Trump is reportedly considering a potential bailout for farmers, a key Republican voting bloc. But that's not enough, Scott said.

"Well, the stopgap needs to come because they've kind of painted the farmer in a corner," he added. "I mean, I want trade, not aid. I need a market. I need a place to sell this stuff. I can work hard enough and make a product. If you give me someplace to sell it, I'll take care of myself, but they've painted us in a corner with this China deal and China buying soybeans. I mean, they've torn a market in half."

China — the biggest buyer — has made zero soybean orders this year. Instead, they've pivoted to purchasing soybeans from South American countries, including Argentina, Paraguay, and Bolivia. These countries plan to expand planting acreage for their crops and focus on planting soon for the 2025 and 2026 crops in the Southern Hemisphere.

The price per bushel of soybeans has also dropped, he added.

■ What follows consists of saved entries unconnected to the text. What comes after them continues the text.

PR #7790, opened 2024-01-27
[MM-56585]Show only unreads filter stays active after changing the 'Group unreads' setting

apshada:
#### Summary

Only unreads channels are visible, with no categories, and the threads button may not be visible if there are no unread threads

#### Ticket Link
Fixes: [#26000](https://github.com/mattermost/mattermost/issues/26000)
[MM-56585](https://mattermost.atlassian.net/browse/MM-56585)

#### Checklist

- [ ] Has UI changes

#### Device Information
This PR was tested on: Pixel 6A, Android

#### Release Note

```release-note
NONE
```

[MM-56585]: https://mattermost.atlassian.net/browse/MM-56585?atlOrigin=eyJpIjoiNWRkNTljNzYxNjVmNDY3MDlhMDU5Y2ZhYzA5YTRkZjUiLCJwIjoiZ2l0aHViLWNvbS1KU1cifQ


larkox (changes requested):
I am not a big fan of this solution, because we would hit the database every time we instantiate the SubHeader. Not sure how often will be that, but doesn't seem right.

I feel the solution should be somewhere around the categories component (`app/screens/home/channel_list/categories_list/categories/categories.tsx`) or other places where the `observeOnlyUnreads` is used.

What do you think?

larkox:
@apshada Are you still working on this? Do you need any help?

apshada:
> @apshada Are you still working on this? Do you need any help?

@larkox I am working on it, you can shortly see updated commits, if I need any help I will ask for it, 
Thanks

app/screens/home/channel_list/categories_list/categories/categories.tsx
```diff
@@ -49,17 +49,25 @@ const Categories = ({
...
+    const [showAllCategory, setShowAllCategory] = useState(onlyUnreads);
     const categoriesToShow = useMemo(() => {
+        const orderedCategories = [...categories];
+        orderedCategories.sort((a, b) => a.sortOrder - b.sortOrder);
+
+        if (onlyUnreads && unreadsOnTop) {
+            setShowAllCategory(false);
+        } else {
+            setShowAllCategory(onlyUnreads);
+        }
```
larkox, line 61: Why calling a `setState` inside a useMemo?

app/screens/home/channel_list/categories_list/categories/categories.tsx
```diff
@@ -49,17 +49,25 @@ const Categories = ({
     const isTablet = useIsTablet();
     const switchingTeam = useTeamSwitch();
     const teamId = categories[0]?.teamId;
+    const [showAllCategory, setShowAllCategory] = useState(onlyUnreads);
```
larkox, line 52: There is no need for state. You can get this information from the props already, and they are already causing the re-render. This can be simplified to something like...

```suggestion
    const showAllCategory = onlyUnreads && !unreadsOnTop;
```

app/components/threads_button/threads_button.tsx
```diff
@@ -113,10 +111,6 @@ const ThreadsButton = ({
         return [container, icon, text, badge];
     }, [customStyles, isActive, onCenterBg, styles, unreads, isOnHome]);
 
-    if (groupUnreadsSeparately && (onlyUnreads && !isActive && !unreads && !mentions)) {
```
larkox, line 116: Why this change?

larkox (changes requested):
A couple of questions, and a potential improvement.

app/components/threads_button/threads_button.tsx
apshada: basically, this condition only works when `groupUnreadsSeparately` is true, and the expected behavior when `groupUnreadsSeparately` is true is we want the threads button to be always visible

app/screens/home/channel_list/categories_list/categories/categories.tsx
apshada: @larkox This won't work when `onlyUnreads ` & `unreadsOnTop ` is `true`, if both of them are `true`, then we have to make `onlyUnreads` false, so it can render category  `Flatlist`

app/screens/home/channel_list/categories_list/categories/categories.tsx
apshada: @larkox removing it from `useMemo`, will use something like
`
  useEffect(() => {
        if (onlyUnreads && unreadsOnTop) {
            setShowAllCategory(false);
        } else {
            setShowAllCategory(onlyUnreads);
        }
    }, [onlyUnreads, unreadsOnTop, showAllCategory])
`

app/screens/home/channel_list/categories_list/categories/categories.tsx
larkox: But if both `onlyUnreads` and `unreadsOnTop` are true, this new variable `showAllCategory` is false, and will do the trick, right?

apshada: @larkox Got it, with this condition
`const showAllCategory = onlyUnreads && !unreadsOnTop;` we don't require any state, 
but one condition needs to be check if `onlyUnreads` and `unreadsOnTop` is true then we have to return `orderedCategories`, so it won't render empty state

app/screens/home/channel_list/categories_list/categories/categories.tsx
```diff
@@ -49,12 +49,19 @@ const Categories = ({
...
     const teamId = categories[0]?.teamId;
+    const showAllCategory = onlyUnreads && !unreadsOnTop;
+
     const categoriesToShow = useMemo(() => {
+        const orderedCategories = [...categories];
+        orderedCategories.sort((a, b) => a.sortOrder - b.sortOrder);
+
+        if (onlyUnreads && unreadsOnTop) {
+            return orderedCategories;
+        }
```
larkox, line 60: Still not sure about this change.

If `unreadsOnTop` is set, it should take preference over `onlyUnreads`. So... we want the `Unreads` category and the rest of the categories, right?

So... if both are true, the next if (`onlyUnreads && !unreadsOnTop`) will skip, and the `unreadsOnTop` if will do the right thing (show unreads and the rest of categories).

Therefore... There is no need to any changes on this `useMemo`. Just the changes you have later in the render, right?

larkox (changes requested):

app/screens/home/channel_list/categories_list/categories/categories.tsx
apshada: @larkox  If `unreadsOnTop` is true, then it is rendering `<EmptyState>` with all the categories, because  `onlyUnreads ` is also true, that's why  `return orderedCategories;`

app/components/threads_button/threads_button.tsx
```diff
@@ -53,9 +53,7 @@ type Props = {
 
 const ThreadsButton = ({
     currentChannelId,
-    groupUnreadsSeparately,
```
larkox, line 56: Remove this from the props type and the index file too.

app/screens/home/channel_list/categories_list/categories/categories.tsx
```diff
@@ -49,12 +49,19 @@ const Categories = ({
     const isTablet = useIsTablet();
     const switchingTeam = useTeamSwitch();
     const teamId = categories[0]?.teamId;
+    const showAllCategory = onlyUnreads && !unreadsOnTop;
```
larkox, line 52: After doing some testing locally, this variable should probably called "showOnlyUnreadsCategory". With that name everything will be more clear.

app/screens/home/channel_list/categories_list/categories/categories.tsx
```diff
@@ -74,7 +81,7 @@ const Categories = ({
                     currentTeamId={teamId}
                     isTablet={isTablet}
                     onChannelSwitch={onChannelSwitch}
-                    onlyUnreads={onlyUnreads}
+                    onlyUnreads={showAllCategory}
```
larkox, line 84: Only unreads only happen if `showOnlyUnreadsCategory`. Make sure you update the dependency of this callback.

app/screens/home/channel_list/categories_list/categories/categories.tsx
```diff
@@ -105,17 +112,17 @@ const Categories = ({
...
                 />
             </View>
             }
-            {!switchingTeam && !initiaLoad && !onlyUnreads && (
+            {!switchingTeam && !initiaLoad && !showAllCategory && (
```
larkox, line 125: Now this should read as:
- If `showOnlyUnreadsCategory`, show the unread categories.
- Else, show a list with all the different categories.

larkox (changes requested):
I tried this locally, and with the changes I propose it should be working fine. Let me know if you find anything I may not be seeing.

app/screens/home/channel_list/categories_list/categories/categories.tsx
apshada: @larkox Updated

app/screens/home/channel_list/categories_list/categories/categories.tsx
apshada: @larkox Updated

app/screens/home/channel_list/categories_list/categories/categories.tsx
apshada: @larkox Updated

app/components/threads_button/threads_button.tsx
```diff
@@ -39,7 +39,6 @@ const getStyleSheet = makeStyleSheetFromTheme((theme: Theme) => ({
 
 type Props = {
     currentChannelId: string;
-    groupUnreadsSeparately: boolean;
     onCenterBg?: boolean;
     onlyUnreads: boolean;
```
larkox, line 43: Only unreads can be also removed. And therefore, the test that check this too.

app/screens/home/channel_list/categories_list/categories/categories.tsx
```diff
@@ -49,17 +49,20 @@ const Categories = ({
...
     const categoriesToShow = useMemo(() => {
-        if (onlyUnreads && !unreadsOnTop) {
-            return ['UNREADS' as const];
-        }
         const orderedCategories = [...categories];
         orderedCategories.sort((a, b) => a.sortOrder - b.sortOrder);
+
+        if (showOnlyUnreadsCategory) {
+            return ['UNREADS' as const];
+        }
```
larkox, line 60: This is an uneeded change (the order change, I mean)

app/screens/home/channel_list/categories_list/categories/categories.tsx
```diff
@@ -89,7 +92,7 @@ const Categories = ({
                 />
             </>
         );
-    }, [teamId, intl.locale, isTablet, onChannelSwitch, onlyUnreads]);
+    }, [teamId, intl.locale, isTablet, onChannelSwitch, onlyUnreads, showOnlyUnreadsCategory]);
```
larkox, line 95: `onlyUnreads` is no longer a dependency, isn't it?

larkox (changes requested):
A few minor nitpicks.

app/components/threads_button/__snapshots__/threads_button.test.tsx.snap
```diff
@@ -190,7 +190,98 @@ exports[`Thread item in the channel list Threads Component should match snapshot
 </View>
 `;
 
-exports[`Thread item in the channel list Threads Component should match snapshot with only unreads filter 1`] = `null`;
+exports[`Thread item in the channel list Threads Component should match snapshot with only unreads filter 1`] = `
```
larkox, line 193: The test that generates this snapshot probably makes no sense now, because the `onlyUnreads` no longer affects anything.

app/components/threads_button/index.ts
```diff
@@ -2,30 +2,20 @@
...
     const currentTeamId = observeCurrentTeamId(database);
 
     return {
         currentChannelId: observeCurrentChannelId(database),
-        groupUnreadsSeparately: querySidebarPreferences(database, Preferences.CHANNEL_SIDEBAR_GROUP_UNREADS).
-            observeWithColumns(['value']).
-            pipe(
-                switchMap((prefs: PreferenceModel[]) => of$(getSidebarPreferenceAsBool(prefs, Preferences.CHANNEL_SIDEBAR_GROUP_UNREADS))),
-            ),
         onlyUnreads: observeOnlyUnreads(database),
```
larkox, line 19: You missed removing this one from here.

app/components/threads_button/threads_button.test.tsx
```diff
@@ -29,7 +27,6 @@ describe('Thread item in the channel list', () => {
         const {toJSON} = renderWithIntlAndTheme(
```
larkox, line 27: Due to the changes, this test is the same as `Threads Component should match snapshot`, so can be removed.

app/components/threads_button/threads_button.test.tsx
```diff
@@ -51,8 +48,6 @@ describe('Thread item in the channel list', () => {
...
```
larkox, line 48: Due to the changes, this test is the same as `Threads Component should match snapshot`, so can be removed.

app/screens/home/channel_list/categories_list/categories/categories.tsx
```diff
@@ -49,17 +49,21 @@ const Categories = ({
...
+
         const orderedCategories = [...categories];
         orderedCategories.sort((a, b) => a.sortOrder - b.sortOrder);
+
         if (unreadsOnTop) {
             return ['UNREADS' as const, ...orderedCategories];
         }
         return orderedCategories;
-    }, [categories, onlyUnreads, unreadsOnTop]);
+    }, [categories, onlyUnreads, unreadsOnTop, showOnlyUnreadsCategory]);
```
larkox, line 66: `onlyUnreads` is no longer a dependency, isn't it?

app/screens/home/channel_list/categories_list/subheader/subheader.tsx
```diff
@@ -23,7 +23,6 @@ const style = StyleSheet.create({
 
 const SubHeader = ({unreadsOnTop}: Props) => {
     const showFilter = useSharedValue(!unreadsOnTop);
-
```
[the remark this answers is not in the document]
larkox: There is still this unneeded change in this file.

larkox (changes requested):
Some more clean up.

larkox (approved):
Looks good now. Thank you very much for all the changes!

larkox:
@pvev This should be ready for your review.

pvev (approved):
LGTM! great work @apshada 🚀

yasserfaraazkhan (approved):
Screenshot 2024-04-16 at 10 27 26 AM
Screenshot 2024-04-16 at 10 27 39 AM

"The farmer can't continue to produce a crop below the cost of production. And that's where we're at. And we don't have anywhere to sell it. We're in a tariff war with China. We're in a tariff war with everybody else. I mean, where do they want me to market this stuff?" Scott asked.

This uncertainty also makes it hard to plan for 2026.

"Farming is done in a Russian roulette fashion to say a better set of words," Scott said. "If you pay out, then you get to go again. If you've got enough equity and you don't pay out, you can roll over debt. There's lots of guys farming that have between $400 and $700,000 worth of rollover debt. You know, and then and then you compound the problem with the tariffs. Look at this. When we had USAID, we provided 40% of the humanitarian food for the world. That's all grain and food bought from farmers, from vegetable farmers in the United States. The row crop farmers and grain and everything. So we abandoned that deal. And China accelerates theirs. So now I've got a tariff war that's killing my market."

He also wants the president to hear his message.

"I hope he's listening because, you know, agriculture is the backbone of rural America," Scott said. "For every dollar in agriculture, you get $8 in your rural community. I mean, we help pay taxes on schools, roads. We're the guys that keep the park store open, we're the guy that keeps the local co-op open, that 20 guys work at, and the little town I live in, we have a chicken plant, about 600 chicken houses, except for the school and the hospital. Almost our entire town of 7,000."

Agriculture is tied to everything in rural America, he explained.

"People's economy revolves around agriculture," Scott said. "I mean, I think he needs to listen. It's bigger than the farmer. It's all my friends. Whether they work in town or anything else. I mean, rural America depends on agriculture. And it doesn't matter if you're in Nebraska or you're in Arkansas."